Inventer la crypto-monnaie

Il y a au moins une raison de plus de penser que les espèces basées sur la blockchain peuvent réussir au Japon : les investisseurs de détail là-bas aiment déjà la crypto.

L'affection découle apparemment de leur affinité pour le commerce des devises étrangères. Commerçants japonais représentent plus de la moitié de toutes les opérations sur marge mondiales sur le marché des changes. Dernièrement, ils se sont étendus au trading de crypto-monnaie, profitant de la scène d'échange animée (et désormais réglementée) du Japon. Il est difficile de déterminer la taille exacte du marché japonais de la crypto-monnaie, mais il est devenu le plus grand marché d'Asie depuis que la Chine a réprimé le commerce en 2017. Les analystes de Deutsche Bank dit Les investisseurs particuliers japonais ont été l'une des principales raisons pour lesquelles le prix de Bitcoin a grimpé à près de 20 000 dollars fin 2017.

Bien sûr, le trading de crypto-monnaie est populaire dans de nombreux pays, mais il n'est pas beaucoup utilisé dans les paiements de détail où que ce soit. Pourquoi le Japon serait-il différent ? Son secteur de la vente au détail est résolument low-tech : la plupart des magasins n'acceptent même pas les cartes de crédit ou de débit. Pour faire des achats en ligne, les gens impriment généralement un code-barres à la maison et l'apportent à un dépanneur, où ils paient en espèces.
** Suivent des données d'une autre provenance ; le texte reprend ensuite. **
PR #653, opened 2026-07-06
[Online track] O2 — server-side spec capture: sglang 0.5.14 patch + zero-copy Mooncake transport

maocheng23:
# [Online track] O2 — server-side spec capture: sglang 0.5.14 patch + zero-copy Mooncake transport into the data plane

## What this is

The **engine-side transport** that PR #641's reforward engine anticipated ("a future engine-side transport replaces step 2 without touching callers"). A live SGLang server — patched with a versioned, self-contained patch — captures aux/last hidden states **during its own prefill forward** and writes them **straight into the Mooncake store** in `MooncakeFeatureStore`'s zero-copy key layout. The rollout side builds committed-ready `SampleRef`s from response *metadata alone*; the trainer's existing `MooncakeFeatureStore.get()` reads the server-written bytes with **zero changes**. Feature tensors never cross the HTTP response, the rollout worker, or any re-serialization — one forward per sample, engine-side capture, RDMA-capable transport.

```
      producer pool                                     consumer pool
 ┌──────────────────────┐        ┌────────────┐        ┌─────────────────────┐
 │ patched SGLang server │ put() │  Mooncake  │ get()  │ FeatureDataLoader   │
 │ (--enable-spec-capture)──────▶│   store    │◀───────│  -> TrainStrategy   │
 └──────────▲───────────┘  RDMA/ └────────────┘  zero- └─────────────────────┘
            │ /generate + spec_capture         copy
 ┌──────────┴───────────┐  keys/shapes only   ┌─────────────────────┐
 │ SGLangServerCapture-  │────────────────────▶│ RolloutWorker       │
 │ Adapter (RefSource)   │      SampleRef      │ commit_samples      │
 └──────────────────────┘                      └─────────────────────┘
```

## vs the alternatives

| | in-process (`sglang` backend) | #641 reforward | **this PR** |
|---|---|---|---|
| forwards per sample | 1 | 2 (decode + re-capture) | **1** |
| sglang fork surface | 4 files (white-box ModelRunner) | 0 | versioned patch, 8 small hooks + 1 self-contained module |
| tensors travel | in-process | in-process (capture half) | **server → Mooncake → trainer, zero-copy** |
| inference/training scaling | colocated | server decouples decode only | **fully disaggregated** |

TorchSpec closed the same gap with a 16-file engine fork; this patch is deliberately smaller because sglang 0.5.14 already ships most of the machinery (`CaptureHiddenMode.FULL` returns the aux concatenation; `ModelRunner.init_aux_hidden_state_capture()` exists with a literal `TODO: expose this to server args?` — the patch answers that TODO, which is also the upstream API proposal from the O1.3 spike).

En revanche, ils ne sont pas totalement opposés aux paiements électroniques. Les services de cartes prépayées comme Suica, qui sont vendus par les principales compagnies ferroviaires du pays, sont populaires. Les épiceries et les dépanneurs ont également tendance à accepter les cartes Suica. Andy Champagne, CTO d'Akamai, est convaincu que les pièces sont en place pour que le Japon mette fin à son histoire d'amour avec l'argent. C'est une société extraordinairement technique et une société très intéressée par les transactions numériques, dit-il. Compte tenu de la volonté du gouvernement de passer rapidement au sans numéraire, il s'agit d'une opportunité unique à un moment unique.

Mais même si c'est le cas, pourquoi les blockchains ? Les crypto-monnaies d'aujourd'hui ont tendance à être volatiles à moins qu'elles ne soient adossées à une monnaie fiduciaire dans un compte bancaire. Ils sont difficiles à utiliser et à protéger des pirates, et les transactions blockchain qui s'avèrent frauduleuses ne peuvent pas être annulées. Les services tiers tels que les échanges peuvent avoir de gros problèmes de sécurité, comme l'ont montré les hacks Mt. Gox et Coincheck. Et les blockchains les plus populaires sont lentes et nécessitent des masses de puissance de calcul pour sécuriser le grand livre, ce qui leur donne d'énormes empreintes carbone.

Les systèmes que les banques japonaises sont en train de construire pourraient changer cela. La blockchain de MUFG fonctionnera sur les serveurs d'Akamai. La société est habile à créer des algorithmes propriétaires pour fournir du contenu Web aux utilisateurs du monde entier, son cœur de métier. Cette expertise se traduit facilement par la gestion d'un réseau plus économe en énergie, plus rapide et moins cher à exploiter qu'une blockchain publique, explique Champagne. À tel point, selon MUFG, que même les paiements trop petits pour avoir un sens sur les réseaux de cartes de crédit traditionnels seront réalisables.

Les Japonais vont-ils vraiment abandonner leur argent pour les blockchains ? Yoriko Beal, cofondatrice de HashHub , un espace de coworking pour les startups blockchain à Tokyo, est sceptique. La popularité des cartes Suica montre que ce n'est pas en dehors du domaine du possible. Mais elle pense que c'est une question d'utilité, pas de technologie sous-jacente. Les cartes Suica sont très utiles, alors les gens les ont adoptées, dit-elle : Si MUFG et Akamai sont si sûrs que l'utilisation de la blockchain peut réduire considérablement les coûts par rapport à l'utilisation des cartes de métro, cela pourrait arriver.